Argumentation quality was assessed by coding participants’ answers to the research questions. The quality of the claim, the evidence, and the reasoning were scored between 0 and 2, adding up to a maximum score of 6 (McNeill et al., 2006), see Table 3. We adapted the coding scheme from McNeill et al. (2006) to the context of our study. Participants were given an extra point when they evaluated their hypothesis in their final answer. Again, we used consensus ratings (initial agreement: Krippendorff’s α = 0.67) for the scoring.

Table 3 Coding scheme used for assessing argumentation quality

Full size table

Scientific Reasoning and Self-Regulation Processes

We used screen captures and think aloud protocols to assess scientific reasoning and self-regulation processes, which were coded using Mangold INTERACT® (Mangold International GmbH, Arnstorf, Germany; version 9.0.7). Using INTERACT, the audio (think aloud) and video (screen captures) can be coded simultaneously. First, two experienced raters independently coded 20% of the videos (n = 25) and reached perfect agreement (κ = 1.00); therefore, each rater coded half of the remaining videos. Due to technical issues with the audio recording, the process data analysis was conducted on a smaller sample (N = 88, n_VMP = 29, n_VM = 37, n_control = 22).

The raters used the coding scheme in Table 4, which was previously used by Omarchevska et al. (2021) to code scientific reasoning, self-regulation, and the use of cognitive strategies. Scientific reasoning processes were coded from both data sources, whereas self-regulation processes and use of cognitive strategies were coded from the think aloud protocols only. Regarding scientific reasoning, we focused on the epistemic activities problem identification, hypothesis generation, evidence generation, evidence evaluation, drawing conclusions (Fischer et al., 2014). As measures of self-regulation, we coded the processes of planning (goal setting), monitoring (goal progress, information relevance), and control. We coded the use of cognitive strategies, namely, activation of prior knowledge and self-explaining.

Table 4 Coding scheme used for assessing scientific reasoning, self-regulation, and cognitive strategies processes

Full size table

Monitoring Accuracy

Monitoring accuracy was measured by calculating bias scores, based on the match between the confidence judgements scores and the corresponding performance scores for hypothesis and argumentation quality (4 monitoring accuracy scores per participant). Since confidence judgements scores ranged from 0 to 100 and hypothesis and argumentation quality scores ranged from 0 to 6, they were rescaled to range between 0 and 100. Monitoring accuracy was computed by subtracting the hypothesis and argumentation quality scores from the confidence judgment scores (Baars et al., 2014). Positive scores indicate overestimation, negative scores indicate underestimation, and scores close to zero indicate accurate monitoring (Baars et al., 2014).

Data Analyses

To test our preregistered hypotheses, we used contrast analyses: Contrast 1 (0.5, 0.5, -1) compared the VMP and the VM conditions to the control condition and Contrast 2 (1, -1, 0) compared the VMP and the VM conditions to each other. We applied the Bonferroni correction for multiple tests which resulted in α = 0.025 for all contrast analyses. Benchmarks for effect sizes were: η² = 0.01, 0.06, 0.14 and d = 0.20, 0.50, 0.80 for small, medium, and large effects, respectively.

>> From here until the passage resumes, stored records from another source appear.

PR #2382, opened 2019-07-08
Fix issue with autoscaler

davidrissato:
# Description

Autoscaler is being terminated with an exception during `count_running_alignment_jobs` execution.

# Notes

This error is not easy to reproduce because it depends on a combination of current time and specific services responses.

# Tests

* Created a unit test that can trigger the issue.

### DIFF
--- a/app/jobs/autoscaling.py
+++ b/app/jobs/autoscaling.py
@@ -391,7 +391,7 @@ class ASG(object):
         def count_running_alignment_jobs():
             ''' returns a map of draining instance IDs to number of jobs still running on the instance '''
             instance_ids = self.draining_instances
-            count_dict = {id: 0 for id in instance_ids}
+            count_dict = defaultdict(int, {id: 0 for id in instance_ids})
             expired_jobs = []
             for item in self.tags:
                 if item['Key'].startswith(self.job_tag_prefix):
--- a/.snyk
+++ b/.snyk
@@ -1,8 +1,71 @@
 # Snyk (https://snyk.io) policy file, patches or ignores known vulnerabilities.
-version: v1.13.3
+version: v1.13.5
 ignore: {}
 # patches apply the minimum changes required to fix a vulnerability
 patch:
   SNYK-JS-AXIOS-174505:
     - axios:
         patched: '2019-05-06T06:40:07.049Z'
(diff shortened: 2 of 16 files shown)


app/jobs/autoscaling.py
```diff
@@ -391,7 +391,7 @@ def discard_if_safe(self):
         def count_running_alignment_jobs():
             ''' returns a map of draining instance IDs to number of jobs still running on the instance '''
             instance_ids = self.draining_instances
-            count_dict = {id: 0 for id in instance_ids}
+            count_dict = defaultdict(int, {id: 0 for id in instance_ids})
```
cdebourcy: Thanks for making this change! To follow up on our offline discussion: the function count_running_alignment_jobs will count across all instances. But only the counts from draining instances will actually be used to make discard decisions due to line https://github.com/chanzuckerberg/idseq-web/blob/acf90afc37423de2571ca8d97a7584e356cb54cc/app/jobs/autoscaling.py#L413. So the counts for non-draining instances are unnecessary. If you wanted, you could also fix the key error by wrapping line https://github.com/chanzuckerberg/idseq-web/blob/acf90afc37423de2571ca8d97a7584e356cb54cc/app/jobs/autoscaling.py#L402 into a "if key present" type condition. But the defaultdict solution seems less invasive

davidrissato: Actually I did exactly that in my first attempt, but I ended up amending my commit with the `defaultdict` approach to be more aligned to the method name.

davidrissato: There are some conflicts in this branch. Let me fix these issues, and maybe I'll add the filter "if key present" as well.

cdebourcy: Yes I agree I actually think your current fix with the defaultdict is better to satisfy the method name, no need to change!

davidrissato: This method actually does a little bit more than just counting. It removes expired tags from draining instances as well, and the method comment doesn't necessarily match its functionality anymore.
I wanted to refactor the entire method to decouple this tag deletion logic, but considering this code is somewhat stable, I'm postponing a refactoring on it to a moment that we need to change other things on that logic.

We first compared the groups in the scientific reasoning ability posttest using contrast analysis (H1a, H1b) with scientific reasoning ability pretest as a covariate. We then applied contrast analyses to compare hypothesis and argumentation quality in the training (H2a, H2b) and the transfer task (H3a, H3b). We explored monitoring accuracy in the two tasks using one-way ANOVAs. To explore the training and transfer effects on the process level, we used ENA and process mining.